PR #324, opened 2025-08-01
feat(core): Add support for map parameter type

### LINKED ISSUE #321: Add support for "object" type parameters in tool manifests
### Prerequisites

I'm using toolbox-core v0.4.0.
When loading the [looker-query](https://googleapis.github.io/genai-toolbox/resources/tools/looker/looker_query/) tool (or other tools that declare parameters with type: "object"), the toolbox client raises a ValueError during initialization.

### Example manifest

```yml
sources:
  my-looker-source:
    kind: looker
    base_url: http://looker.example.com
    client_id: ${LOOKER_CLIENT_ID}
    client_secret: ${LOOKER_CLIENT_SECRET}
    verify_ssl: true
    timeout: 600s
tools:
  execute_query:
    kind: looker-query
    source: my-looker-source
    description: |
      Executes a query against the Looker instance and returns the results.
toolsets:
  my-looker-toolset:
    - execute_query
```

### Code to reproduce
```python
from toolbox_core import ToolboxSyncClient
client = ToolboxSyncClient("http://127.0.0.1:5000")
tools = client.load_toolset("my-looker-toolset")
```

### Error
```
ValueError: Unsupported schema type: object
```

Looker queries often require a filters dictionary with dynamic key-value pairs. Without native support for the "object" type, users must resort to workarounds like JSON-encoded strings or key-value arrays, which compromise type safety and developer experience.

### Suggested Solution(s)

Extend the type mapping in protocol.py to handle "object" types by mapping them to Python's dict type, similar to how "array" types are currently handled.

https://github.com/googleapis/mcp-toolbox-sdk-python/blob/43c671bc1508ceb9892c6a03b1cff63828fe6bc1/packages/toolbox-core/src/toolbox_core/protocol.py#L33-L48

If the "object" type was intentionally omitted from the supported types for specific reasons, please let me know so I can better understand the design constraints and explore alternative solutions.

### Alternatives Considered

_No response_

### Additional Details

_No response_

anubhav756:
Fixes #321 

This PR introduces support for the `map` parameter type in the Python SDKs, aligning it with the recent MCP Toolbox server enhancements ([#928](https://github.com/googleapis/genai-toolbox/pull/928)). This allows tools to define parameters that are key-value pairs, either as a generic map with mixed-type values or as a strictly typed map.

## Changes
* The `ParameterSchema` in `protocol.py` has been updated to include an optional `valueType` field.
* The internal `__get_type` method now correctly resolves the `map` type to the appropriate Python `dict` type hint:
  * `dict[str, Any]` for generic maps (when `valueType` is omitted).
  * `dict[str, <type>]` for typed maps (e.g., `dict[str, str]`, `dict[str, int]`).

## Testing
* Added extensive unit tests to `test_protocol.py` to ensure the `map` type is handled correctly.
* Test coverage includes:
  * Generic (untyped) maps.
  * Typed maps for `string`, `integer`, `float`, and `boolean`.
* Optional maps.
* Error handling for unsupported `valueType`.

> [!NOTE]
> No modifications were required in `toolbox-langchain` or `toolbox-llamaindex`. They inherit this new functionality directly from `toolbox-core`.


kurtisvg (approved):

packages/toolbox-core/src/toolbox_core/protocol.py
```diff
@@ -44,6 +45,12 @@ def __get_type(self) -> Type:
             if self.items is None:
                 raise ValueError("Unexpected value: type is 'array' but items is None")
             base_type = list[self.items.__get_type()]  # type: ignore
+        elif self.type == "object":
```
twishabansal, line 69: nit: Should this be a map type parameter?

anubhav756: In the manifest the `type` is returned as a `object`.

CC: @duwenxin99

twishabansal: @duwenxin99 are there specific reasons for using different manifest and object types in the server and client?

anubhav756: (Unresolving this comment for now)

duwenxin99: There are two reasons:
1. To keep it consistent as the MCP manifest. MCP uses JSON schema and it doesn't have a "map" type. We are basically using "object" type to achieve the map functionality.
2. If we decide to add in the "object" type parameter in the future, we can reuse the current "map" code as they are basically the same structure.
Open to discussion on this @twishabansal , @anubhav756 we can change it for the server if that's easier on the SDK side.

twishabansal: I'm just worried that in the config file, the user defines a `map`. However, during usage with SDK or debugging, the user would see an `object`. Seems like this might be a little confusing for the user. What do you folks think?

anubhav756: Continuing this discussion offline. Resolving this comment for now.

packages/toolbox-core/src/toolbox_core/protocol.py
```diff
@@ -13,11 +13,32 @@
...
+        if self.type == "string":
+            return str
+        elif self.type == "integer":
+            return int
+        elif self.type == "float":
+            return float
+        elif self.type == "boolean":
+            return bool
+        else:
+            raise ValueError(f"Unsupported schema type: {self.type}")
```
twishabansal: nit: Can this be an array or object?

anubhav756: No, for nested array and object types, it would be an untyped map, in which case `additionalProperties` would be `True`.

twishabansal (dismissed):

packages/toolbox-core/src/toolbox_core/protocol.py
```diff
@@ -13,11 +13,32 @@
...
 
 
+class AdditionalPropertiesSchema(BaseModel):
+    """
+    Defines the value type for 'object' parameters.
+    """
+
+    type: str
+
+    def get_value_type(self) -> Type:
```
twishabansal, line 45: nit: This method seems to be repeated. Do we want to extract out the basic types here?

anubhav756: Good idea. IIRC, I had done this refactoring earlier but decided that it might reduce readability, but now that you also pointed this out, I think it's best to weigh maintainability more here. Thanks for the suggestion!

PR #333, opened 2025-08-08
fix: fix token clock skew issue

twishabansal:


anubhav756 (approved):

packages/toolbox-core/src/toolbox_core/auth_methods.py
```diff
@@ -71,7 +71,9 @@ def _update_cache(new_token: str) -> None:
         # verify_oauth2_token not only decodes but also validates the token's
         # signature and claims against Google's public keys.
         # It's a synchronous, CPU-bound operation, safe for async contexts.
-        claims = id_token.verify_oauth2_token(new_token, Request())
+        claims = id_token.verify_oauth2_token(
+            new_token, Request(), clock_skew_in_seconds=60
```
kurtisvg: 60s is a long time. Would we be better off with a smaller range of like 1s or 5s?

twishabansal: I didn't find any standard implementations of this. I did, however, see that firebase only allows `clock_skew < 60` ([ref](https://github.com/firebase/firebase-admin-python/blob/6555a84baaa27a4cfb0d76d2ce6c09c899573b3c/firebase_admin/_token_gen.py#L331)).

I have changed it to 10 for now. Let me know if you think that's too much and we should make it smaller.

kurtisvg: It looks like firebase takes this as an optional arg. Can we do something similar?

twishabansal: Done.

packages/toolbox-core/src/toolbox_core/auth_methods.py
```diff
@@ -89,7 +92,15 @@ def _update_cache(new_token: str) -> None:
         raise ValueError(f"Failed to validate and cache the new token: {e}") from e
 
 
-def get_google_token_from_aud(audience: Optional[str] = None) -> str:
+def get_google_token_from_aud(
+    clock_skew_in_seconds: int, audience: Optional[str] = None
```
kurtisvg: this should be optional right? 
```suggestion
    clock_skew_in_seconds: int = 0, audience: Optional[str] = None
```

twishabansal: We're already passing a default value from the `get_google_id_token` method, so, this is not needed. But adding for ease anyway.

════════

> **What this task involves**
Please give each line above again, word for word.

> **Result of the exercise**
PR #324, opened 2025-08-01
feat(core): Add support for map parameter type

### LINKED ISSUE #321: Add support for "object" type parameters in tool manifests
### Prerequisites

I'm using toolbox-core v0.4.0.
When loading the [looker-query](https://googleapis.github.io/genai-toolbox/resources/tools/looker/looker_query/) tool (or other tools that declare parameters with type: "object"), the toolbox client raises a ValueError during initialization.

### Example manifest

```yml
sources:
  my-looker-source:
    kind: looker
    base_url: http://looker.example.com
    client_id: ${LOOKER_CLIENT_ID}
    client_secret: ${LOOKER_CLIENT_SECRET}
    verify_ssl: true
    timeout: 600s
tools:
  execute_query:
    kind: looker-query
    source: my-looker-source
    description: |
      Executes a query against the Looker instance and returns the results.
toolsets:
  my-looker-toolset:
    - execute_query
```

### Code to reproduce
```python
from toolbox_core import ToolboxSyncClient
client = ToolboxSyncClient("http://127.0.0.1:5000")
tools = client.load_toolset("my-looker-toolset")
```

### Error
```
ValueError: Unsupported schema type: object
```

Looker queries often require a filters dictionary with dynamic key-value pairs. Without native support for the "object" type, users must resort to workarounds like JSON-encoded strings or key-value arrays, which compromise type safety and developer experience.

### Suggested Solution(s)

Extend the type mapping in protocol.py to handle "object" types by mapping them to Python's dict type, similar to how "array" types are currently handled.

https://github.com/googleapis/mcp-toolbox-sdk-python/blob/43c671bc1508ceb9892c6a03b1cff63828fe6bc1/packages/toolbox-core/src/toolbox_core/protocol.py#L33-L48

If the "object" type was intentionally omitted from the supported types for specific reasons, please let me know so I can better understand the design constraints and explore alternative solutions.

### Alternatives Considered

_No response_

### Additional Details

_No response_

anubhav756:
Fixes #321 

This PR introduces support for the `map` parameter type in the Python SDKs, aligning it with the recent MCP Toolbox server enhancements ([#928](https://github.com/googleapis/genai-toolbox/pull/928)). This allows tools to define parameters that are key-value pairs, either as a generic map with mixed-type values or as a strictly typed map.

## Changes
* The `ParameterSchema` in `protocol.py` has been updated to include an optional `valueType` field.
* The internal `__get_type` method now correctly resolves the `map` type to the appropriate Python `dict` type hint:
  * `dict[str, Any]` for generic maps (when `valueType` is omitted).
  * `dict[str, <type>]` for typed maps (e.g., `dict[str, str]`, `dict[str, int]`).

## Testing
* Added extensive unit tests to `test_protocol.py` to ensure the `map` type is handled correctly.
* Test coverage includes:
  * Generic (untyped) maps.
  * Typed maps for `string`, `integer`, `float`, and `boolean`.
* Optional maps.
* Error handling for unsupported `valueType`.

> [!NOTE]
> No modifications were required in `toolbox-langchain` or `toolbox-llamaindex`. They inherit this new functionality directly from `toolbox-core`.


kurtisvg (approved):

packages/toolbox-core/src/toolbox_core/protocol.py
```diff
@@ -44,6 +45,12 @@ def __get_type(self) -> Type:
             if self.items is None:
                 raise ValueError("Unexpected value: type is 'array' but items is None")
             base_type = list[self.items.__get_type()]  # type: ignore
+        elif self.type == "object":
```
twishabansal, line 69: nit: Should this be a map type parameter?

anubhav756: In the manifest the `type` is returned as a `object`.

CC: @duwenxin99

twishabansal: @duwenxin99 are there specific reasons for using different manifest and object types in the server and client?

anubhav756: (Unresolving this comment for now)

duwenxin99: There are two reasons:
1. To keep it consistent as the MCP manifest. MCP uses JSON schema and it doesn't have a "map" type. We are basically using "object" type to achieve the map functionality.
2. If we decide to add in the "object" type parameter in the future, we can reuse the current "map" code as they are basically the same structure.
Open to discussion on this @twishabansal , @anubhav756 we can change it for the server if that's easier on the SDK side.

twishabansal: I'm just worried that in the config file, the user defines a `map`. However, during usage with SDK or debugging, the user would see an `object`. Seems like this might be a little confusing for the user. What do you folks think?

anubhav756: Continuing this discussion offline. Resolving this comment for now.

packages/toolbox-core/src/toolbox_core/protocol.py
```diff
@@ -13,11 +13,32 @@
...
+        if self.type == "string":
+            return str
+        elif self.type == "integer":
+            return int
+        elif self.type == "float":
+            return float
+        elif self.type == "boolean":
+            return bool
+        else:
+            raise ValueError(f"Unsupported schema type: {self.type}")
```
twishabansal: nit: Can this be an array or object?

anubhav756: No, for nested array and object types, it would be an untyped map, in which case `additionalProperties` would be `True`.

twishabansal (dismissed):

packages/toolbox-core/src/toolbox_core/protocol.py
```diff
@@ -13,11 +13,32 @@
...
 
 
+class AdditionalPropertiesSchema(BaseModel):
+    """
+    Defines the value type for 'object' parameters.
+    """
+
+    type: str
+
+    def get_value_type(self) -> Type:
```
twishabansal, line 45: nit: This method seems to be repeated. Do we want to extract out the basic types here?

anubhav756: Good idea. IIRC, I had done this refactoring earlier but decided that it might reduce readability, but now that you also pointed this out, I think it's best to weigh maintainability more here. Thanks for the suggestion!

PR #333, opened 2025-08-08
fix: fix token clock skew issue

twishabansal:


anubhav756 (approved):

packages/toolbox-core/src/toolbox_core/auth_methods.py
```diff
@@ -71,7 +71,9 @@ def _update_cache(new_token: str) -> None:
         # verify_oauth2_token not only decodes but also validates the token's
         # signature and claims against Google's public keys.
         # It's a synchronous, CPU-bound operation, safe for async contexts.
-        claims = id_token.verify_oauth2_token(new_token, Request())
+        claims = id_token.verify_oauth2_token(
+            new_token, Request(), clock_skew_in_seconds=60
```
kurtisvg: 60s is a long time. Would we be better off with a smaller range of like 1s or 5s?

twishabansal: I didn't find any standard implementations of this. I did, however, see that firebase only allows `clock_skew < 60` ([ref](https://github.com/firebase/firebase-admin-python/blob/6555a84baaa27a4cfb0d76d2ce6c09c899573b3c/firebase_admin/_token_gen.py#L331)).

I have changed it to 10 for now. Let me know if you think that's too much and we should make it smaller.

kurtisvg: It looks like firebase takes this as an optional arg. Can we do something similar?

twishabansal: Done.

packages/toolbox-core/src/toolbox_core/auth_methods.py
```diff
@@ -89,7 +92,15 @@ def _update_cache(new_token: str) -> None:
         raise ValueError(f"Failed to validate and cache the new token: {e}") from e
 
 
-def get_google_token_from_aud(audience: Optional[str] = None) -> str:
+def get_google_token_from_aud(
+    clock_skew_in_seconds: int, audience: Optional[str] = None
```
kurtisvg: this should be optional right? 
```suggestion
    clock_skew_in_seconds: int = 0, audience: Optional[str] = None
```

twishabansal: We're already passing a default value from the `get_google_id_token` method, so, this is not needed. But adding for ease anyway.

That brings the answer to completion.